Problem description:
Write out the data exactly, keeping every line.

Stored data:
═══

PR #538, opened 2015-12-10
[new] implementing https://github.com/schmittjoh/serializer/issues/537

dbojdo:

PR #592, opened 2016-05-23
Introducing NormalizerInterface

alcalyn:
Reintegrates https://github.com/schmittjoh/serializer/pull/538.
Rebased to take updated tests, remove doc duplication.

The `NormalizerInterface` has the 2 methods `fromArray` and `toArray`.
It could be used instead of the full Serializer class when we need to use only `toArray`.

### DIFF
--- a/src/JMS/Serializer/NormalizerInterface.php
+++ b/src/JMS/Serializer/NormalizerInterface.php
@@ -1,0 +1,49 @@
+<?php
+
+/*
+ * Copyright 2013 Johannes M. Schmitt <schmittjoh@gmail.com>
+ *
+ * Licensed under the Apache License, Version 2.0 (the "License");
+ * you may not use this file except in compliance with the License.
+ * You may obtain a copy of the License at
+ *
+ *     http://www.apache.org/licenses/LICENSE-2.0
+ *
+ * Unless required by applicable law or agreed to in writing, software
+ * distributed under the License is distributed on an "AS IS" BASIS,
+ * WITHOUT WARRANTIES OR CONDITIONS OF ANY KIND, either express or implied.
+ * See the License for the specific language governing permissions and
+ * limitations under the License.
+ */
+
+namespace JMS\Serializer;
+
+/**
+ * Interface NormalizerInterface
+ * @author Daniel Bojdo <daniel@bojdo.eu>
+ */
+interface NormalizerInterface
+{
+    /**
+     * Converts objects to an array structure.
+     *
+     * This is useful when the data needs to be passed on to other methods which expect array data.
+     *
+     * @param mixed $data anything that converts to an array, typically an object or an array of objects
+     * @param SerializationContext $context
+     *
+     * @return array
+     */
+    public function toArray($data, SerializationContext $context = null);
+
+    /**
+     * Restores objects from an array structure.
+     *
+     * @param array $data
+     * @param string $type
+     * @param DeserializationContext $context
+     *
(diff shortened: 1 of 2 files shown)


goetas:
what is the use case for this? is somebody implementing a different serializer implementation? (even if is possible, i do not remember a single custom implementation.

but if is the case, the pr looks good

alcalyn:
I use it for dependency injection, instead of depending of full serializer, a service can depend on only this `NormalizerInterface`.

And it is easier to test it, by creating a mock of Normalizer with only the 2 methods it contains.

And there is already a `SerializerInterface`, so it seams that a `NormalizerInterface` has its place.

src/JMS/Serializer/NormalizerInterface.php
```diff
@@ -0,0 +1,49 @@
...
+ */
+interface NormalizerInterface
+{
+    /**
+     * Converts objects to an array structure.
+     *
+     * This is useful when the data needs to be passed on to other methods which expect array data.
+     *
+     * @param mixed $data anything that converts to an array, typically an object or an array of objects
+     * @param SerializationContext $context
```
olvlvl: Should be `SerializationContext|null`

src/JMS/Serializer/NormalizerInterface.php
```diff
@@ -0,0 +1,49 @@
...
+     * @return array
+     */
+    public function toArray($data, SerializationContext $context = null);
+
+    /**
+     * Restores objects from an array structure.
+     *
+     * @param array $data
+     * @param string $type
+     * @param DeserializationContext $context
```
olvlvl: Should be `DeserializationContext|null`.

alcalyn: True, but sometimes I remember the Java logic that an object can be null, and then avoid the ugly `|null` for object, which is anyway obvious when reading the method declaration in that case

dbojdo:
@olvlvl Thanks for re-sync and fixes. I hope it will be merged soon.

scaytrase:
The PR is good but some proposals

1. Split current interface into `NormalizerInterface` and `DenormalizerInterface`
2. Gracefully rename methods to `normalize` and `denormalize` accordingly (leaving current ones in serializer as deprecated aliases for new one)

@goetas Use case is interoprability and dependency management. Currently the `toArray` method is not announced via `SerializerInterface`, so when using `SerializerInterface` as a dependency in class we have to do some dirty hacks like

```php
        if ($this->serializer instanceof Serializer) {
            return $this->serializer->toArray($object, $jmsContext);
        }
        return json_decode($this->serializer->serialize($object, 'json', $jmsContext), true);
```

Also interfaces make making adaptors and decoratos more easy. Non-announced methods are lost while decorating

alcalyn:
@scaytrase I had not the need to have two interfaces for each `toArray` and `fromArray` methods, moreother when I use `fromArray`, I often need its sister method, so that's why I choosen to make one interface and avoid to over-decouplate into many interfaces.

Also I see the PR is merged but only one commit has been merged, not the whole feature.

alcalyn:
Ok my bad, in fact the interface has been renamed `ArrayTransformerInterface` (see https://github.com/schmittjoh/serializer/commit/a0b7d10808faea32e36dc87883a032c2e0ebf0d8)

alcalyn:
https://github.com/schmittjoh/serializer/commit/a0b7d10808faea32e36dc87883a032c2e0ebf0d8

═══

Solution to this task:
PR #538, opened 2015-12-10
[new] implementing https://github.com/schmittjoh/serializer/issues/537

dbojdo:

PR #592, opened 2016-05-23
Introducing NormalizerInterface

alcalyn:
Reintegrates https://github.com/schmittjoh/serializer/pull/538.
Rebased to take updated tests, remove doc duplication.

The `NormalizerInterface` has the 2 methods `fromArray` and `toArray`.
It could be used instead of the full Serializer class when we need to use only `toArray`.

### DIFF
--- a/src/JMS/Serializer/NormalizerInterface.php
+++ b/src/JMS/Serializer/NormalizerInterface.php
@@ -1,0 +1,49 @@
+<?php
+
+/*
+ * Copyright 2013 Johannes M. Schmitt <schmittjoh@gmail.com>
+ *
+ * Licensed under the Apache License, Version 2.0 (the "License");
+ * you may not use this file except in compliance with the License.
+ * You may obtain a copy of the License at
+ *
+ *     http://www.apache.org/licenses/LICENSE-2.0
+ *
+ * Unless required by applicable law or agreed to in writing, software
+ * distributed under the License is distributed on an "AS IS" BASIS,
+ * WITHOUT WARRANTIES OR CONDITIONS OF ANY KIND, either express or implied.
+ * See the License for the specific language governing permissions and
+ * limitations under the License.
+ */
+
+namespace JMS\Serializer;
+
+/**
+ * Interface NormalizerInterface
+ * @author Daniel Bojdo <daniel@bojdo.eu>
+ */
+interface NormalizerInterface
+{
+    /**
+     * Converts objects to an array structure.
+     *
+     * This is useful when the data needs to be passed on to other methods which expect array data.
+     *
+     * @param mixed $data anything that converts to an array, typically an object or an array of objects
+     * @param SerializationContext $context
+     *
+     * @return array
+     */
+    public function toArray($data, SerializationContext $context = null);
+
+    /**
+     * Restores objects from an array structure.
+     *
+     * @param array $data
+     * @param string $type
+     * @param DeserializationContext $context
+     *
(diff shortened: 1 of 2 files shown)


goetas:
what is the use case for this? is somebody implementing a different serializer implementation? (even if is possible, i do not remember a single custom implementation.

but if is the case, the pr looks good

alcalyn:
I use it for dependency injection, instead of depending of full serializer, a service can depend on only this `NormalizerInterface`.

And it is easier to test it, by creating a mock of Normalizer with only the 2 methods it contains.

And there is already a `SerializerInterface`, so it seams that a `NormalizerInterface` has its place.

src/JMS/Serializer/NormalizerInterface.php
```diff
@@ -0,0 +1,49 @@
...
+ */
+interface NormalizerInterface
+{
+    /**
+     * Converts objects to an array structure.
+     *
+     * This is useful when the data needs to be passed on to other methods which expect array data.
+     *
+     * @param mixed $data anything that converts to an array, typically an object or an array of objects
+     * @param SerializationContext $context
```
olvlvl: Should be `SerializationContext|null`

src/JMS/Serializer/NormalizerInterface.php
```diff
@@ -0,0 +1,49 @@
...
+     * @return array
+     */
+    public function toArray($data, SerializationContext $context = null);
+
+    /**
+     * Restores objects from an array structure.
+     *
+     * @param array $data
+     * @param string $type
+     * @param DeserializationContext $context
```
olvlvl: Should be `DeserializationContext|null`.

alcalyn: True, but sometimes I remember the Java logic that an object can be null, and then avoid the ugly `|null` for object, which is anyway obvious when reading the method declaration in that case

dbojdo:
@olvlvl Thanks for re-sync and fixes. I hope it will be merged soon.

scaytrase:
The PR is good but some proposals

1. Split current interface into `NormalizerInterface` and `DenormalizerInterface`
2. Gracefully rename methods to `normalize` and `denormalize` accordingly (leaving current ones in serializer as deprecated aliases for new one)

@goetas Use case is interoprability and dependency management. Currently the `toArray` method is not announced via `SerializerInterface`, so when using `SerializerInterface` as a dependency in class we have to do some dirty hacks like

```php
        if ($this->serializer instanceof Serializer) {
            return $this->serializer->toArray($object, $jmsContext);
        }
        return json_decode($this->serializer->serialize($object, 'json', $jmsContext), true);
```

Also interfaces make making adaptors and decoratos more easy. Non-announced methods are lost while decorating

alcalyn:
@scaytrase I had not the need to have two interfaces for each `toArray` and `fromArray` methods, moreother when I use `fromArray`, I often need its sister method, so that's why I choosen to make one interface and avoid to over-decouplate into many interfaces.

Also I see the PR is merged but only one commit has been merged, not the whole feature.

alcalyn:
Ok my bad, in fact the interface has been renamed `ArrayTransformerInterface` (see https://github.com/schmittjoh/serializer/commit/a0b7d10808faea32e36dc87883a032c2e0ebf0d8)

alcalyn:
https://github.com/schmittjoh/serializer/commit/a0b7d10808faea32e36dc87883a032c2e0ebf0d8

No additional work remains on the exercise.